Entries shown —
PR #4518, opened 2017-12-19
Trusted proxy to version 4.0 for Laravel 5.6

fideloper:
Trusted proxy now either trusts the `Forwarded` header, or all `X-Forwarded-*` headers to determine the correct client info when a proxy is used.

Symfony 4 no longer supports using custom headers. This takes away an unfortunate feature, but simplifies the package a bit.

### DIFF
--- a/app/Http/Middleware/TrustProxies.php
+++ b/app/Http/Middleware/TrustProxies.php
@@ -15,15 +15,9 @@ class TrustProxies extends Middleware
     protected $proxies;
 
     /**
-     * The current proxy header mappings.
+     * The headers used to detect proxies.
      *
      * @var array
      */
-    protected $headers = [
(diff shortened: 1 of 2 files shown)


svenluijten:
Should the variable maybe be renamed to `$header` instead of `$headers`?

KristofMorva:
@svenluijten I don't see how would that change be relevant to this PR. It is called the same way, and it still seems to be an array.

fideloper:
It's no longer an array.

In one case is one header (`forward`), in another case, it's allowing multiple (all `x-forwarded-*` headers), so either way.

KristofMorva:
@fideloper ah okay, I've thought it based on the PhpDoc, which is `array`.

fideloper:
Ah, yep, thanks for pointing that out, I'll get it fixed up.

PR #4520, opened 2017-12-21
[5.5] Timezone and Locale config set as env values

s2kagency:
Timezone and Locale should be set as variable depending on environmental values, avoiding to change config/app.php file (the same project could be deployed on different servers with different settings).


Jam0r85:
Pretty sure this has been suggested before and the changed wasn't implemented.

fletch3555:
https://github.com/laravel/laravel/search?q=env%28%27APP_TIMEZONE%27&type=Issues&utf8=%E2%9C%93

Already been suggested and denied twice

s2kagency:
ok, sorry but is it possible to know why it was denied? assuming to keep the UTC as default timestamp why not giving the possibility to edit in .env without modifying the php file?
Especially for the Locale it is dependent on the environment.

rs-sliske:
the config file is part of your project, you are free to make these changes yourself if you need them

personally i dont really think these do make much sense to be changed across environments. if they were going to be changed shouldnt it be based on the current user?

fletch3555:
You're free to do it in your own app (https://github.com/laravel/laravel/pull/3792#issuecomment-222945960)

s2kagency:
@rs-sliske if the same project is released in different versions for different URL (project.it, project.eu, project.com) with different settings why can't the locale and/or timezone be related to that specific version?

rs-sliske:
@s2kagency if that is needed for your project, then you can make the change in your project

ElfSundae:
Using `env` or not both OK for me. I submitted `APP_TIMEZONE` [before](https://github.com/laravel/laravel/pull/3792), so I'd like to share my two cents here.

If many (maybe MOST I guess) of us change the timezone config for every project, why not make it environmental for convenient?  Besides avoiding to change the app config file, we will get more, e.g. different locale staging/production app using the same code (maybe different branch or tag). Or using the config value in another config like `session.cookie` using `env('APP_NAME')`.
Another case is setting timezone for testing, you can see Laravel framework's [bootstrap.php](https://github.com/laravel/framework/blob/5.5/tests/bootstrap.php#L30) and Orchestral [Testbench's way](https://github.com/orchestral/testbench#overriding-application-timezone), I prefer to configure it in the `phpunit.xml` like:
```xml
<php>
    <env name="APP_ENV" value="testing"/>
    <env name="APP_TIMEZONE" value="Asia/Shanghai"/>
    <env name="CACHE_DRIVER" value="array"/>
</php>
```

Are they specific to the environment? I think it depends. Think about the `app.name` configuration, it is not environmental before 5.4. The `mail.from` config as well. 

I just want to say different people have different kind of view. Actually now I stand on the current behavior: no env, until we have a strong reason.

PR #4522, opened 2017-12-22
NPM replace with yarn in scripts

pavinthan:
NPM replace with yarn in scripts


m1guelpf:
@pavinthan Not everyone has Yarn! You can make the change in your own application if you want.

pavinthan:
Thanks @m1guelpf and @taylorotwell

Required work —
Transcribe the listing above in full, word for word.

Solution below —
PR #4518, opened 2017-12-19
Trusted proxy to version 4.0 for Laravel 5.6

fideloper:
Trusted proxy now either trusts the `Forwarded` header, or all `X-Forwarded-*` headers to determine the correct client info when a proxy is used.

Symfony 4 no longer supports using custom headers. This takes away an unfortunate feature, but simplifies the package a bit.

### DIFF
--- a/app/Http/Middleware/TrustProxies.php
+++ b/app/Http/Middleware/TrustProxies.php
@@ -15,15 +15,9 @@ class TrustProxies extends Middleware
     protected $proxies;
 
     /**
-     * The current proxy header mappings.
+     * The headers used to detect proxies.
      *
      * @var array
      */
-    protected $headers = [
(diff shortened: 1 of 2 files shown)


svenluijten:
Should the variable maybe be renamed to `$header` instead of `$headers`?

KristofMorva:
@svenluijten I don't see how would that change be relevant to this PR. It is called the same way, and it still seems to be an array.

fideloper:
It's no longer an array.

In one case is one header (`forward`), in another case, it's allowing multiple (all `x-forwarded-*` headers), so either way.

KristofMorva:
@fideloper ah okay, I've thought it based on the PhpDoc, which is `array`.

fideloper:
Ah, yep, thanks for pointing that out, I'll get it fixed up.

PR #4520, opened 2017-12-21
[5.5] Timezone and Locale config set as env values

s2kagency:
Timezone and Locale should be set as variable depending on environmental values, avoiding to change config/app.php file (the same project could be deployed on different servers with different settings).


Jam0r85:
Pretty sure this has been suggested before and the changed wasn't implemented.

fletch3555:
https://github.com/laravel/laravel/search?q=env%28%27APP_TIMEZONE%27&type=Issues&utf8=%E2%9C%93

Already been suggested and denied twice

s2kagency:
ok, sorry but is it possible to know why it was denied? assuming to keep the UTC as default timestamp why not giving the possibility to edit in .env without modifying the php file?
Especially for the Locale it is dependent on the environment.

rs-sliske:
the config file is part of your project, you are free to make these changes yourself if you need them

personally i dont really think these do make much sense to be changed across environments. if they were going to be changed shouldnt it be based on the current user?

fletch3555:
You're free to do it in your own app (https://github.com/laravel/laravel/pull/3792#issuecomment-222945960)

s2kagency:
@rs-sliske if the same project is released in different versions for different URL (project.it, project.eu, project.com) with different settings why can't the locale and/or timezone be related to that specific version?

rs-sliske:
@s2kagency if that is needed for your project, then you can make the change in your project

ElfSundae:
Using `env` or not both OK for me. I submitted `APP_TIMEZONE` [before](https://github.com/laravel/laravel/pull/3792), so I'd like to share my two cents here.

If many (maybe MOST I guess) of us change the timezone config for every project, why not make it environmental for convenient?  Besides avoiding to change the app config file, we will get more, e.g. different locale staging/production app using the same code (maybe different branch or tag). Or using the config value in another config like `session.cookie` using `env('APP_NAME')`.
Another case is setting timezone for testing, you can see Laravel framework's [bootstrap.php](https://github.com/laravel/framework/blob/5.5/tests/bootstrap.php#L30) and Orchestral [Testbench's way](https://github.com/orchestral/testbench#overriding-application-timezone), I prefer to configure it in the `phpunit.xml` like:
```xml
<php>
    <env name="APP_ENV" value="testing"/>
    <env name="APP_TIMEZONE" value="Asia/Shanghai"/>
    <env name="CACHE_DRIVER" value="array"/>
</php>
```

Are they specific to the environment? I think it depends. Think about the `app.name` configuration, it is not environmental before 5.4. The `mail.from` config as well. 

I just want to say different people have different kind of view. Actually now I stand on the current behavior: no env, until we have a strong reason.

PR #4522, opened 2017-12-22
NPM replace with yarn in scripts

pavinthan:
NPM replace with yarn in scripts


m1guelpf:
@pavinthan Not everyone has Yarn! You can make the change in your own application if you want.

pavinthan:
Thanks @m1guelpf and @taylorotwell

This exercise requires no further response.